Despite these shortcomings, Guadagnino’s world-building as a filmmaker with a trained eye remains impeccable. His recreation of mid-century Mexico City is immersive, with smoky cantinas, shadowed alleyways, and stifling-hot jungles forming a vivid backdrop for Lee’s descent into a frenzy of his own making. Known for his sensual and atmospheric style in films like Call Me by Your Name, Guadagnino’s production design (by newcomer Stefano Baisi) captures both the grit and allure of the era, while J.W. Anderson’s sweat-drenched costumes nicely reflect each character’s eccentric spirit and show off Starkey’s best assets. The jungle sequences, in particular, pulse with life through Sayombhu Mukdeeprom‘s camerawork, contrasting the suffocating sterility of Lee’s emotionally stunted reality (or the reality he has escaped to in Mexico). However, while Guadagnino’s methodical mastery is on full display, it sometimes overshadows the story, leaving the intended moments meant to matter undercut by the emphasis on style.

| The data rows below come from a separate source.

PR #1399, opened 2026-07-22
feat(data): add vLLM 0.24.0 native DeepSeek-V4 w4a8_mxfp4_mxfp8 MoE silicon data for Blackwell

tianhaox:
## Summary

Data-only PR: adds `w4a8_mxfp4_mxfp8` MoE silicon data for the **native (FP4 routed-expert) DeepSeek-V4 checkpoints** on vLLM 0.24.0, covering four Blackwell systems, plus the corresponding support-matrix refresh.

- `moe_perf.parquet` for **b200_sxm / b300_sxm / gb200 / gb300** `vllm/0.24.0`:
  - deepseek-ai/DeepSeek-V4-Flash (4096/2048/topk6/e256): 1134 rows per system
  - deepseek-ai/DeepSeek-V4-Pro (7168/3072/topk6/e384): 1053 rows per system
  - kernel_source: `vllm_mxfp4moe_flashinfer_trtllm_mxfp4_mxfp8_trtllmmxfp4expertsmodular` (flashinfer trtllm-gen MXFP4xMXFP8, the kernel vLLM 0.24.0 dispatches for this artifact on SM100)
- Support matrix: 16 rows flip **HYBRID_PASS -> PASS** (Flash/Pro x 4 systems x agg/disagg), regenerated locally with `generate_support_matrix.py` filtered runs.

## Provenance

Collected with the collector changes from #1397 (branch head `818a6feb`) via aic-auto-collector pipelines (8/8 collect jobs green, `Total errors: 0`, parquet finalize confirmed in every trace). This PR intentionally carries **only data + support matrix**; the collector-side enablement (case gating, quant-mode interval, tests) stays in #1397.

## Verification

- Per-artifact acceptance: label/kernel/shape uniform, 27 token points, full tp/wideep-ep grid, sane latencies.
- Cross-check vs SGLang 0.5.14 b200 same-kernel rows (`sglang_mxfp4_flashinfer_trtllm_moe`): vLLM/SGLang latency ratio median 1.09-1.10 on overlapping grid points.
- Merge integrity: per-system row counts exactly base + new (e.g. b200_sxm 58326 + 2187 = 60513).
- End-to-end: `Task.validate()` now passes for both native checkpoints on all four systems with `moe=w4a8_mxfp4_mxfp8` (previously: unsupported-moe-quant-mode error).

🤖 Generated with [Claude Code](https://claude.com/claude-code)

PR #1400, opened 2026-07-22
fix: tighten DeepSeek-V4 validation coverage

jasonqinzhou:
## Summary

- cap vLLM's native DeepSeek-V4 `w4a8_mxfp4_mxfp8` collector case at the SM100 capability family (`100 <= SM < 110`)
- keep missing native DeepSeek-V4 data on the supported vLLM 0.24.0 Blackwell matrix combinations as `FAIL`, while preserving framework-incompatible handling elsewhere
- make the MoE sanity chart select shapes that actually exist in the loaded table, preserving the historical preferred shape when available and plotting both DeepSeek-V4 Flash and Pro profiles otherwise

## Context

Follow-up to #1397 and #1399. Both changes are sound overall; these guards close the boundary and validation blind spots found during review.

## Validation

- `ruff check` and `ruff format --check` on changed Python files
- 86 relevant unit tests passed
- b200/vLLM 0.24.0 `validate_database.ipynb` smoke test passed
- actual merged vLLM 0.24.0 data selected both Flash and Pro profiles on `b200_sxm`, `b300_sxm`, `gb200`, and `gb300`
- notebook JSON validated with `jq empty`

## Summary by CodeRabbit

- **Support Matrix**
  - Refined DeepSeek-V4 vLLM 0.24.0+ compatibility handling by using system GPU/SM capability details to classify failures accurately.
  - Added/expanded unit coverage for native Blackwell gap failures, Hopper preflight incompatibility, and SM120 non-native behavior.

- **Compatibility**
  - Tightened native `w4a8_mxfp4_mxfp8` MoE gating cutoff from SM109 to SM110+ (now disallowed starting at SM110).

- **Charts and Validation**
  - Enhanced MoE chart profile selection with preferred-profile handling, optional predicate filtering, and result limiting.
  - Improved chart generation to iterate over candidate profiles, standardize labeling, and improve portability.


tianhaox (commented):
Reviewed all three changes (collector SM cap, support-matrix carve-out narrowing, MoE chart profile selection). Direction is right and the test coverage is appreciated; a few boundary issues below, roughly in severity order.

**1. `tools/support_matrix/support_matrix.py:262` — the `version == "0.24.0"` + hardcoded system set will silently mask regressions on the next version bump.**
Versions are auto-discovered from `get_supported_databases()`, so when vLLM 0.25.0 data lands this condition stops matching and a genuine data-path regression on Blackwell gets classified FRAMEWORK_INCOMPATIBLE and rescued by HYBRID — the exact failure class this PR wants to keep as FAIL, now failing *open*. This guard has already churned three times (pin 0.19.0 → version-agnostic → pin 0.24.0; the deleted comment documented the earlier lesson). Suggested fix, cheap enough to do here:
- Replace the system-name frozenset with the same SM predicate the collector yaml uses: pass `system_spec` in (it's already in scope in `run_single_test`, and `_gpu_supports_datatype` already reads `system_spec["gpu"]["sm_version"]`) and check `100 <= sm_version < 110`.
- Replace `version == "0.24.0"` with a parsed `version >= (0, 24)` comparison ("native data exists from 0.24.0 onward"). That flips the staleness direction: if a future version's data is broken it fails loudly (FAIL) instead of being silently whitelisted.
- Add tests for the staleness direction the current tests miss: `(b200_sxm, "0.25.0")` → FAIL, `(b200_sxm, "0.19.0")` → FRAMEWORK_INCOMPATIBLE.
Note that introspecting the *loaded* database ("is the label present?") does not work here — the error fires precisely when the label is absent, so it's circular; an independent expectation (SM interval + minimum version) is needed.

**2. `collector/cases/base_ops/moe.yaml:157-166` — the analogous SGLang `w4a8_mxfp4_mxfp8` entry was left at `max_sm_exclusive: 120` with the same SM100-family-only rationale.**
Its own comment cites flashinfer_mxfp4 accepting only SM90 (cutlass) / SM100 (trtllm-gen), its backends map lists only 100/103 (`moe.yaml:116`), and `tests/unit/collector/sglang/test_collect_moe_population.py:382` says "SM100/103-only" — yet the gate still admits SM110-119. Either tighten it to 110 with the same reasoning as the vLLM entry, or add a comment saying why SGLang deliberately stays at 120. Also `collector/cases/models/DeepseekV4ForCausalLM_cases.yaml:47` still says "min_sm 100 / max_sm_exclusive 120" about the vLLM base entry this PR changed — now factually stale.

**3. `tools/sanity_check/moe_chart_profiles.py:75` + notebook — divisibility filtering happens *after* profile selection, so selected slots can be silently discarded.**
`select_moe_chart_profiles` returns `[preferred]` exclusively (or truncates to top-2) before the notebook's `(inter_size // tp) % (256 // weight_bits)` guard runs. Concrete trigger: `w4a16_mxfp4`'s preferred shape has inter_size=2880, and 2880/tp fails the %64 check at every tp>1 — so at (tp=4, ep=1) / (tp=8, ep=1) on a vLLM/SGLang database the selector returns the preferred alone, the guard skips it, and the quant mode is silently unplotted while the new fallback machinery never engages. (The empty column predates this PR, but the refactor's stated goal is selecting shapes that actually plot.) Fix: apply the divisibility predicate before/inside selection (e.g. pass a `predicate` into `select_moe_chart_profiles`), so filtered-out shapes don't consume the `max_profiles` slots.

**4. Module boundary (noting for the record; waiving for this PR).**
`.claude/rules/collector/layer_permissions.md` says a collector task may modify `collector/` + `tests/unit/collector/` and nothing else, with bundling allowed only for approved data-contract changes. This PR carries the collector yaml change together with `tools/support_matrix/` and `tools/sanity_check/` changes in one commit. Waived here since the substance is support-matrix classification and the yaml edit aligns an existing bound rather than changing collection behavior — but future PRs should split these.

**5. `tests/unit/support_matrix/test_framework_incompatibility.py:88` — the mHC test fakes the error as a plain `ValueError`, but production raises `PerfDataNotAvailableError` (a RuntimeError subclass).**
The real exception makes the attempt rescuable via `has_perf_data_not_available_cause`, exercising the HYBRID-retry branch the fake never reaches. The end state is still FAIL (the HYBRID retry reads the same missing table and also fails), so no behavior bug — but raising the real exception type in the fake would make the "must remain FAIL" assertion actually cover the production path.

**6. `tools/sanity_check/moe_chart_profiles.py:50-73` — the defensive layers are dead code against the only data source, and internally inconsistent.**
`load_moe_data` builds `_moe_data` as a uniform nested dict with int keys cast at load time (single writer; `LoadedOpData` freezing preserves types), so the four `isinstance(Mapping)` guards, `_mapping_at`, and the `int(...)` key casts can never fire. Worse, if a non-numeric key ever did appear, `int(key)` would crash with ValueError — the "defense" converts unexpected data into a crash rather than a skip. Plain nested `.items()` loops with `.get(moe_tp_size, {}).get(moe_ep_size, {})` are simpler and no less safe.

**7. Minor: cross-panel color stability in `visualize_moe` is lost.**
Old code keyed color on the quant_mode's enumerate index (stable across all panels); new code resets `color_id` per panel and increments only on a successful plot, so the same quant mode changes color between panels and the same color denotes different modes. Per-panel legends keep it correct, and the new scheme rightly avoids two same-colored profiles within one panel — a stable `(quant_mode, profile)` → color mapping would get both.

Also verified and *not* flagging: the preferred-profile short-circuit ignoring token coverage is documented + test-asserted intent, and single-point-overflow extrapolation in `query_moe` handles it without exceptions; the "mHC data not loaded" case does remain FAIL in production despite being HYBRID-rescuable (the retry fails on the same missing table).

jasonqinzhou:
@tianhaox Thanks for the detailed review. I addressed all actionable points in `3f69d57`:

- Switched the vLLM carve-out to `>=0.24.0` plus the SM100–109 predicate, with 0.19/0.25 boundary coverage.
- Tightened the SGLang gate to `<110` and corrected the stale comment.
- Moved divisibility filtering into profile selection.
- Exercised the real perf-data exception and accurate per-system hardware specs.
- Removed the unnecessary defensive traversal layers.
- Made `(quant_mode, profile)` colors stable across panels.

I left the module-boundary point unchanged as waived for this PR. The relevant local suites and formatting checks pass. Could you take another look when you have time?

tianhaox (commented):
Second-round review: verified all seven round-1 points are correctly addressed in `3f69d57` — version/SM predicate with fail-closed staleness direction and boundary tests, both SGLang gates tightened to `<110` with citations updated, divisibility predicate applied before preferred/max_profiles selection, real `PerfDataNotAvailableError` exercised (the `attempts == 4` assertion matches agg+disagg × SILICON+HYBRID), defensive layers removed, and `(quant_mode, profile)`-keyed colors stable across panels. Thanks for the thorough follow-up.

One of the film’s most intriguing elements is its score, composed by Trent Reznor and Atticus Ross. The duo’s music provides a haunting, restrained backdrop, amplifying the film’s disquieting tone. However, much like the narrative itself, the score feels emotionally distant, lacking the laid bare intensity that could have drawn viewers deeper into Lee’s psyche. Earlier in 2024, Reznor and Ross turned their score for Guadagnino’s Challengers into what could almost be called the film’s fourth leading character. While they’ll undoubtedly get an Oscar nomination for that, this one is a curious non-starter. The detachment within the score permeates the entire film, making it challenging to engage fully with the characters’ internal struggles.
Kuritzkes screenplay exposes the inherent difficulties of adapting Burroughs’ contemplative prose. The novella’s stream-of-consciousness style and fragmented structure resist straightforward translation, and the film often feels caught between preserving the source material’s ambiguity and crafting a cohesive narrative. Themes of unreciprocated desire, addiction, and the power imbalances in relationships are present but underexplored, leaving the story feeling incomplete. Modern audiences don’t need all their stories told in a linear fashion or their hands held when a narrative diverts into, say, a jungle, but they should feel confident they’ll be able to find their way to safety…that doesn’t happen in Queer.
In its final moments, Queer opts to finally align with Burroughs’ style but, by then, can only leave the viewer with a major feeling of indifference. For all its visual splendor and Craig’s willing performance, the film struggles to connect emotionally, keeping its characters almost defiantly at arm’s length. Guadagnino’s direction, while technically impressive as is typical, falters in capturing the base intensity of Lee’s longing, rendering the story more beautiful in concept than moving in reality.